Marissa yang sudah rapih dan siap hendak pergi ngantor, ia

mencium aroma aneh dari dalam dapur. Karena penasaran dan takut ada yang

gosong, ia mencoba mengeceknya.  Betapa

terkejutnya Marissa saat mendapati dapurnya penuh dengan kepulan asap, sebuah

api bersarang di atas Teflon yang berada di atas kompor. Tidak hanya itu, ia

bahkan sempat tergelincir oleh telur yang sengaja ditumpahkan Diana di atas

lantai. Walau tidak sampai jatuh, cukuplah membuatnya sport jantung dan kian

takut.

"Eliiiis! Kamu di mana?" teriak Marissa.

Tak lama kemudian, Elis turun dari atas tangga dan tak kalah

terkejutnya melihat apa yang terjadi di dapur, bagaimana bisa begini? Bukankah

sebelum aku pergi tadi kompor sudah kumatikan? Lalu, di mana, Diana?

Dengan cepat, Eis mengambil keset, memmbasihinya dengan air

dan menutupkan ke atas api, dan mematikan kompornya. Seketika api pun padam,

hanya tersisa asab tebal yang membuat pandangan kabur dan napas sesak.

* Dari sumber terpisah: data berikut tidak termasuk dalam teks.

PR #4243, opened 2022-03-22
Use "contain_exactly" in some tests

jordan-brough:
## Description

The ordering of these is not specified and is not guaranteed.

On my laptop I'm getting failures for these tests due to ordering.


tejaswinichile:
@jordan-brough Order is not important here. Thank you so much for the PR and the effort.

tejaswinichile (approved):
LGTM 💯

PR #4244, opened 2022-03-22
add nice scrollbars to emoji picker

nosovk:
# Pull Request Template

## Description

image

should look like that: 
image

Refer to article to see options: https://css-tricks.com/almanac/properties/s/scrollbar/

## Type of change

- [x ] Bug fix (non-breaking change which fixes an issue)

## How Has This Been Tested?

Actually I test changes in browser, but it would be nice to use correct colour variables.

## Checklist:


nosovk:
Yep, I already putt screenshot in first message

sojan-official:
@nosovk could you also mention the `OS` and `browser` in which you captured the screenshots?

nosovk:
It was Chrome Version 99.0.4844.82 on windows 10.
It would not work on firefox.
Refer to article to see options: https://css-tricks.com/almanac/properties/s/scrollbar/

nithindavid:
Hello @nosovk 
I think the root problem is the width of the container. We could ideally fix this by increasing  width of the emoji container. The scrollbar is only for webkit. Also this happens on chrome only when user has a physical mouse attached(Not fully sure). So I'm not feeling good about pushing a different experience only to one browser.

Let me know your thoughts.

nosovk:
There is another syntax for the same case in Firefox.
https://developer.mozilla.org/en-US/docs/Web/CSS/CSS_Scrollbars
I will add it tomorrow.
But I'm sure that having better UX in any browser is a good point to add few styles.
If you want we can add those styles to body, for fixing all scrollbars in Widget.

nithindavid:
@nosovk Thanks for the PR but IMHO targeting just webkit would not ideally fix the issue. We need to fully support all browsers for this. We will put this on hold and will revisit when the Firefox support is added.
Let me know your thoughts.

nosovk:
Actually there is a solution for Firefox also
https://developer.mozilla.org/en-US/docs/Web/CSS/CSS_Scrollbars

pranavrajs:
@nithindavid This PR was open for some time, please take this on priority and suggest the next steps here.

PR #4245, opened 2022-03-22
🏃‍♀️ Vite migration

pranavrajs:
- Webpacker is discontinued, new gem is shakapacker. I tried migrating to the new gem, it was painful, didn't work. (Probably due to the dependencies we have in the code). The error messages were cryptic.
- Webpack takes too much time to compile the assets which was affecting the productivity.
- Webpacker 5.x had a hard dependency on PostCSS 7 which blocked the migration of TailwindCSS. (latest is 3.x, we are on 1.9 - IE support is no longer required)

**Migration to Vite**

This PR migrates the repository to use Vite for development and production bundle. 

- I have ensured that the path `packs/js/sdk.js` remains the same so that the widget scripts are backward compatible.
- Add `.vue` to the resolve files as default support is only for `.js` extensions.
- Made sure that all bundles are working properly. (Have tested some of the happy paths in dashboard, widget and survey bundle)

**Risks**

- I'm getting a 500 error as described in https://vite-ruby.netlify.app/guide/troubleshooting.html#requests-to-vite-sporadically-return-a-500-error-response. I've not found a sustainable solution to fix this yet.
- The bundles have to be tested in production. I've test this in development only.
- Specs are running, but need to remove the babel dependencies from the codebase.
- Storybook has not been tested.

**How to test this PR?**

- Pull the changes, run `bundle` & `yarn`. You are good to test.


Procfile.dev
```diff
@@ -1,3 +1,4 @@
 backend: bin/rails s -p 3000
```
sojan-official, line 1: do we need the `backend` ? now that that we have `web`

fayazara:
@pranavrajs I ran `yarn` and `bundle` and getting this error when I try starting the dev environment with foreman. Should I be installing something?
Screenshot2022-03-23 at 19 11 24

pranavrajs:
Closing it now as it is a challenge to fix the conflicts, will create a new PR from develop.

PR #4246, opened 2022-03-22
Timezone fixes for ReportBuilder and for ReportController spec

jordan-brough:
I noticed this because I was getting test failures in `spec/controllers/api/v2/accounts/report_controller_spec.rb` running the tests locally on my laptop.

- ReportBuilder wasn't using the specified time zone for the timestamp in the
"build" method
- The ReportController spec was calling `Time.zone.today.to_time`, but
that sequence loses time zone information because `today` is a Date and
Dates don't have time zones in Ruby, so the time ended up in the system
time start-of-date instead of the `Time.zone` start-of-date.

### DIFF
--- a/app/builders/v2/report_builder.rb
+++ b/app/builders/v2/report_builder.rb
@@ -19,7 +19,7 @@ class V2::ReportBuilder
   # For backward compatible with old report
   def build
     timeseries.each_with_object([]) do |p, arr|
-      arr << { value: p[1], timestamp: p[0].to_time.to_i }
+      arr << { value: p[1], timestamp: p[0].in_time_zone(@timezone).to_i }
     end
   end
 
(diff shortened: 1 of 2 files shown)


app/builders/v2/report_builder.rb
```diff
@@ -19,7 +19,7 @@ def timeseries
   # For backward compatible with old report
   def build
     timeseries.each_with_object([]) do |p, arr|
-      arr << { value: p[1], timestamp: p[0].to_time.to_i }
+      arr << { value: p[1], timestamp: p[0].in_time_zone(@timezone).to_i }
```
jordan-brough, line 22: Is there any chance this update will change/break existing behavior downstream? It seems like the intended result, but I don't have 100% context on how this is used.

aswindevps: It should not change/break the existing behavior. @pranavrajs any thoughts?

pranavrajs: @sojan-official Please take a lead on this.

sojan-official:
@jordan-brough the changes look good to me. Thanks a lot for the work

Dari dalam kamarnya, Diana tertawa puas saat mendengar

teriakan Momynya. "Mampus kau.  Dengan

begini, jangan harap bisa ambil simpatik dari Momy lagi," umpatnya.

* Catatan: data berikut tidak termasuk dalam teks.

PR #4272, opened 2022-03-24
Don't send confirmation email when creating User via platform api

jordan-brough:
Call `skip_confirmation!` before saving the user (instead of `confirm` after
saving the user) so that the user is marked as confirmed already and the
confirmation email isn't sent.

The platform api automatically confirms users so we don't need to send this
email.

### DIFF
--- a/app/controllers/platform/api/v1/users_controller.rb
+++ b/app/controllers/platform/api/v1/users_controller.rb
@@ -7,8 +7,8 @@ class Platform::Api::V1::UsersController < PlatformController
 
   def create
     @resource = (User.find_by(email: user_params[:email]) || User.new(user_params))
+    @resource.skip_confirmation!
     @resource.save!
-    @resource.confirm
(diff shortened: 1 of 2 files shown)


app/controllers/platform/api/v1/users_controller.rb
```diff
@@ -7,8 +7,8 @@ class Platform::Api::V1::UsersController < PlatformController
 
   def create
     @resource = (User.find_by(email: user_params[:email]) || User.new(user_params))
+    @resource.skip_confirmation!
     @resource.save!
-    @resource.confirm
```
jordan-brough, line 11: Is it possible that some users of the platform api are relying on this email being sent for whatever reason?
If so maybe this would need a deprecation warning first or a configuration option or something?

sojan-official: @jordan-brough I think the earlier behaviour was unintentional. 
Let's go ahead with the merge. We will mention the change in the release notes.

Issue #4233, opened 2022-03-21
Providing a bad phone number should not break PATCH for other attributes (email, name, etc.)


Vadorequest:
I tried to provide the phone number, but it crashed my whole integration with "422 (Unprocessable Entity)" error.

PATCH https://app.chatwoot.com/api/v1/widget/contact?website_token=DJGn3WJ5dyMCUPh3rQHRJ8r6&cw_conversation=eyJhbGciOiJIUzI1NiJ9.eyJzb3VyY2VfaWQiOiJmMTJjYzhmYy02MmEwLTQ1MjMtYTdmMS1hYmM0MjQ3MzMyZmIiLCJpbmJveF9pZCI6MTI0NDZ9.rIiRaI9CJk69R7mZVdqT1pp63ruw9DZ9X_BU92sdhU4 422 (Unprocessable Entity)

Looking into the network logs, I saw that:
message: "Phone number should be in e164 format"

It's not mentioned in the doc.

Also, and that's the main point, providing a bad phone number should NOT cancel the whole PATCH query, it should just ignore the phone number.

Right now, because I provided a bad phone number (not E164), it didn't store the email/name/company either, because the whole PATCH query failed altogether. This is not the best behavior.

Can you:

- Update the documentation to mention the phone_number format that should be used
- Change your PATCH handler so that a bad phone number doesn't break the whole thing?

Also, converting a phone number to E164 is not a trivial task to do, especially when being limited by using no-code tools.

pranavrajs:
@muhsin-k Please take a look at this change.

pranavrajs:
@Vadorequest Just to make sure that we understand the issue properly.

1. Chatwoot requires you to send the phone number in the specified format. We don't allow duplicate number as well the number in a different format as it would fail the integration we have in place. Changing this constraint might be hard.

2. We will update the documentation for the same.

3. I understand that you would have issue with the data you would have collected from different tools. Would it be okay if you use a custom attribute to save phone number instead of the default phone number if you cannot convert it to e.164 format.

Vadorequest:
I'm not asking you to change the phone number format, I guess if you chose to use E164 it was for a good reason.

But what you could do, is change your PATCH implementation so that if any of the attribute sent is not valid, it wouldn't invalidate the whole payload, but only the concerned attribute.

For instance, if I send name + phone number, if the phone number is in a bad format, the name should still be updated.

[...]

PR #4309, opened 2022-03-28
fix: Referer URL validation

muhsin-k:
Fixes [#354](https://github.com/chatwoot/product/issues/354)


app/models/conversation.rb
```diff
@@ -241,6 +243,12 @@ def mute_period
     6.hours
   end
 
+  def validate_referer_url
+    return unless additional_attributes['referer']
+
+    errors.add(:referer_url, 'invalid') unless url_valid?(additional_attributes['referer'])
```
sojan-official, line 249: @muhsin-k  rather than throwing an error let's discard the value instead
ref: #https://github.com/chatwoot/chatwoot/issues/4233#issuecomment-1074846146

sojan-official (approved):

PR #10444, opened 2024-11-19
feat: Updates on new components

iamsivin:
# Pull Request Template

## Description

This PR introduces updates to multiple components as part of the **contact redesign**, addressing new features, improvements, and deprecations. Detailed changes for each component are outlined below:

### **CardLayout.vue**
- Added support for a sidebar section.
- Update all other components where we use `CardLayout.vue` with updated changes.

### **Avatar.vue**
- Enhanced functionality to replace `Thumbnail.vue` and `EditableAvatar.vue`.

Kemudian, Marissa meminta Elis membuka jendela dan  menyalakan brower yang terdapat di atas

jendela tersebut dan pergi meninggalkan dapur sambil ngomel.

"Kemarin sudah saya katakana. Kalau masak itu ya kamu fokus

aja ke sinimjangan ke mana-mana. Ngelakuin pekerjaan satu-satu saja tidak usah

keburu. Kalau memang mendesak dan harus di tinggal, kamu matkikan kompor dulu.

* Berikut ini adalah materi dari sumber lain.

PR #10461, opened 2024-11-20
fix: avoid Slack file upload API for fallback messages

sojan-official:
Skip calling the Slack file upload API for message types such as fallback (e.g., Facebook and location messages) that lack actual file data in attachments. This prevents unnecessary API calls and resolves a Sentry error currently occurring in production.

fixes: https://github.com/chatwoot/chatwoot/issues/10460

### DIFF
--- a/lib/integrations/slack/send_on_slack_service.rb
+++ b/lib/integrations/slack/send_on_slack_service.rb
@@ -117,7 +117,7 @@ class Integrations::Slack::SendOnSlackService < Base::SendOnChannelService
   end
 
   def upload_file
-    return if message.attachments.first.file.blank?
+    return unless message.attachments.first.with_attached_file?
 
     result = slack_client.files_upload({
       channels: hook.reference_id,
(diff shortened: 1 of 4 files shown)


lib/integrations/slack/send_on_slack_service.rb
```diff
@@ -117,6 +117,8 @@ def post_message
   end
 
   def upload_file
+    return if message.attachments.first.file.blank?
```
pranavrajs, line 120: I think the issue is that the attachment is a contact, location, share, or fallback, and there’s no actual file to attach.

Instead of checking for the presence of a file, should we just check for the type of attachment?

Here’s an example of what I mean.

```rb
def valid_slack_attachment?(attachment)
  [:image, :audio, :video, :file].includes(attachment.file_type)
end

return unless valid_slack_attachment?(message.attachments.first)
```

pranavrajs (commented):
A minor comment on the fix. Please take a look at the individual comment.

pranavrajs (approved):

PR #10464, opened 2024-11-20
chore: Disable throwing error for malformed to address

sojan-official:
We don't need to raise error on sentry for malformed to address as it is already logged.

ref: https://linear.app/chatwoot/issue/CW-3151/standarderror-invalid-email-to-address-header-standarderror


vishnu-narayanan (approved):
LGTM

PR #10473, opened 2024-11-21
feat: attributify button

scmmishra:
This PR allows attributify for `variant`, `size` and `color` props. This allows using shorthands, instant of writing full props.

We also added a small computed method to ensure these does not show up in the DOM and pollute it


app/javascript/dashboard/components-next/button/Button.vue
```diff
@@ -1,46 +1,84 @@
...
+    .forEach(([key, value]) => {
+      standardAttrs[key] = value;
+    });
+
+  return standardAttrs;
+});
+
+const computedVariant = computed(() => {
+  if (props.variant) return props.variant;
+  if (attrs.solid || attrs.solid === '') return 'solid';
```
pranavrajs, line 56:
```suggestion
  // The useAttrs method returns attributes values an empty string (not boolean value as in props).
  if (attrs.solid || attrs.solid === '') return 'solid';
```

pranavrajs (approved):

PR #10488, opened 2024-11-22
refactor: clear apt warning

nguyentranchung:
## Description

WARNING: apt does not have a stable CLI interface. Use with caution in scripts.


vishnu-narayanan:
@nguyentranchung Thank you for the PR

nguyentranchung:
FlashPanel.io integrates chatwoot but I found that if the installation fails, you will not be able to continue the installation, because the script does not support the case of failed installation. I will try to send more contributions

PR #10493, opened 2024-11-25
feat: add filter inputs

scmmishra:
This PR adds three components along with stories

1. MultiSelect - This is used for filter values, allowing multiple values and folding of values where there are too many items
2. SingleSelect - This is used for filter values, allows selecting and toggling a single item
3. FilterSelect - This is used for operators and others, it allows icons and labels as well as toggling them using props. The v-model for this binds just the final value unlike the previous two components with bind the entire object.

### DIFF
--- a/app/javascript/dashboard/i18n/locale/en/components.json
+++ b/app/javascript/dashboard/i18n/locale/en/components.json
@@ -5,8 +5,10 @@
   },
   "COMBOBOX": {
     "PLACEHOLDER": "Select an option...",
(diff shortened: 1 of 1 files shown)


pranavrajs:
@scmmishra I have mixed feelings about the implementation of the clicks. For instance, I would expect the single select to close automatically when I select an option. Currently, I select an option and click outside the menu to close it, which seems unnecessary. I’ll merge the changes as the suggestions are minor and can be added in the subsequent PRs.

PR #10496, opened 2024-11-25
feat: Add conditions row component

scmmishra:
Screenshot 2024-11-25 at 4 29 34 PM


pranavrajs:
@scmmishra FYI, earlier, the attributeKey was set as the key for the ConditionRow component in the story. This caused an issue with the update cycle. The filter model didn’t remove and re-insert the values, but the component was recreated whenever the attributeKey changed. 

The problem was that the filterOperator and values didn’t get updated when the attributeKey changed, resulting in incompatible values.

A quick example of this issue was when you switched the attribute from Status to Created At. This would result in a state like the one below. You can see operator is missing value. The reason for this was that the status had an equal_to operator, while the created_at attribute didn’t have it in the defined story. This led to an ambiguous state. 

Screenshot 2024-11-25 at 4 22 12 PM

I’ve updated the code to avoid using the attributeKey as the key for the component. Instead, I’ve reset the `operator` and `values` attributes based on the selected attribute and operator.

pranavrajs (approved):

PR #10498, opened 2024-11-26
feat: Contact header components

iamsivin:
# Pull Request Template

## Description

**NB:** `Clickaway` is not working in story

**Screenshots**
image

image

image


app/javascript/dashboard/components-next/Contacts/ContactsHeader/ContactHeader.vue
```diff
@@ -0,0 +1,106 @@
+<script setup>
+import Button from 'dashboard/components-next/button/Button.vue';
+import Input from 'dashboard/components-next/input/Input.vue';
+import Icon from 'dashboard/components-next/icon/Icon.vue';
+import ContactSortMenu from './components/ContactSortMenu.vue';
+import ContactMoreActions from './components/ContactMoreActions.vue';
+
+defineProps({
+  isEmptyState: {
```
pranavrajs, line 9: Let’s not combine the logic for the list and the view here. Instead, let’s introduce a generic `showSearch` flag and handle the logic on whether to show the search on the parent component.

app/javascript/dashboard/components-next/Contacts/ContactsHeader/ContactHeader.vue
```diff
@@ -0,0 +1,106 @@
...
+            size="sm"
+            variant="ghost"
+            @click="emit('filter')"
+          />
+          <ContactSortMenu
+            v-if="!isEmptyState"
+            :active-sort="activeSort"
+            :active-ordering="activeOrdering"
+            @update:sort="emit('update:sort', $event)"
+          />
```
pranavrajs, line 94: It wouldn't hurt even if we show the sort and filter when there are no contacts. Let us skip the logic here.

pranavrajs (approved):

PR #10501, opened 2024-11-26
feat(v4): Contacts list redesign

iamsivin:
# Pull Request Template

## Description

**Screenshots**
image

image


pranavrajs:
**_Listing down the issues I've seen during testing the update:_** 

- The sorting feature doesn’t reset the page to the first pages, which creates some confusion. I thought I might missed some of the contacts from the fold.
- The absence of the country on the list may not be favorable for many customers.
- If there’s an error while updating the form, we don’t display it to the user (no alerts are shown).
- Identifier is missing.
- Country code sorting is returning random results..
- The error message is displayed on the load which seems like a bad UX
image
- The email/phone number fields overflow in contact card.
- The form in accordion resets to the original value while editing the contact.

iamsivin:
@pranavrajs 

- [ ] The sorting feature doesn’t reset the page to the first pages, which creates some confusion. I thought I might missed some of the contacts from the fold.
- [ ] The absence of the country on the list may not be favorable for many customers.
- [ ] If there’s an error while updating the form, we don’t display it to the user (no alerts are shown).
- [ ] Identifier is missing.
- [ ] Country code sorting is returning random results..
- [ ] The error message is displayed on the load which seems like a bad UX
- [ ] The email/phone number fields overflow in contact card.
- [ ] The form in accordion resets to the original value while editing the contact.

pranavrajs:
Additional Issues found:
- ~Error messages should be specific and point to the exact issue.~ - https://github.com/chatwoot/chatwoot/pull/10501/commits/17045e36dcb8ebbc89a55416505fd650bdfbd75b
- ~Splitting the name doesn’t work very effectively. (Mary Ann Jane is shown as Mary as firstName and Ann as second).~ - https://github.com/chatwoot/chatwoot/pull/10501/commits/01f834c2350118193aa03335e1cd1153ed66c12a
- The input focus and active states aren’t working correctly. (Try navigating the form using only the keyboard to confirm.) - General feedback on design, take it as a separate PR.

pranavrajs (approved):

PR #10502, opened 2024-11-26
feat: new conversation filters

scmmishra:
This PR adds the new conversation filter component, we need to merge the `feat/new-dropdown` branch before merging this

CleanShot 2024-11-18 at 09 24 56@2x


app/javascript/dashboard/composables/useTransformKeys.js
scmmishra, line 1: @pranavrajs added these functions to be used instead of using the bare functions. It unrefs any refs and returns the raw value. This keeps us open to memoize this function in the future if performance becomes a hurdle.

scmmishra: CC: @iamsivin

app/javascript/dashboard/components-next/filter/ConversationFilter.vue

Sudah ditnggal ke atas, nyala kompor gede banget. Kamu jangan teledor, gitu

dong? Inia pi, kalau sampai membakar semuanya, yah angus tak bersisa seisi

rumah ini."

Elis menunduk. Ia masih ingat betul, tadi kompor itu

benar-benar mati dan bahkan, bagaimana bisa telur  dadar itu berserakan di lantai dapur? Bukannya

tadi berada di atas kitchen set? Jika mwmang telur itu jatuh, harunya mangkok

ada di bawah, pecah. Tapi, kenapa baik-baik saja di atas? Elis menghapus air

matanya. Kemudian membawa satu persatu hidangan yang sudah ia sajikan ke meja

makan. Di sana, Ia melihat Marissa sekilas, ia tampak benar-benar marah Elis

sengaja membiarkan dapur itu tetap seperti itu sampai majikannya

mengintrogasinya.

"Ada apa ini, Mih? Pagi-pagi kok banyak asap? Apa gunung semeru

sedang erupsi?'' canda pak Doni yang belum tahu masalahnya.

Taka da jawaban dari istrinya selain wajah cuek dan cemberut.

Hanya saja setelahnya, Elis membawa makanan dari dapur dengan mata yang merah

dan sembab. 'Ada apa ini?' pak Doni mulai bertanya-tanya dalam hatinya.

"Ada apa, Mih?" tanya pak Doni dengan pelan.

Marissa masih enggan

menjawab, sampai Elis kembali membawa nampan berisi tiga cangkir the, satu teko

air outih dan tiga gelas kosong di sana. Bersamaan dengan itu, Diana muncul

dari kamar sambil terbatuk-batuk dan mengibaskan tangannya di depan hidungnya.

"Uhuuuk… Uhhuuuk… Apaan ini, Mih? Banyak banget asab?

Bakar-bakar sampah, apa rumah? Begini nih, kalau memperkerjakan pemulung… Bego."

Seketika pak Doni langsung menatap tajam ke arah Diana, sedangkan Elis, hanya diam menunduk. dan Marissa masih dalam emosinya yang memuncak.

Merasa ada kejanggalan, Pak Doni pun melemparkan pertanyaan pada putrinya, "Diana, kamu baru saja dari kamar. Bagaimana bisa tahu, kalau ada kebakaran?"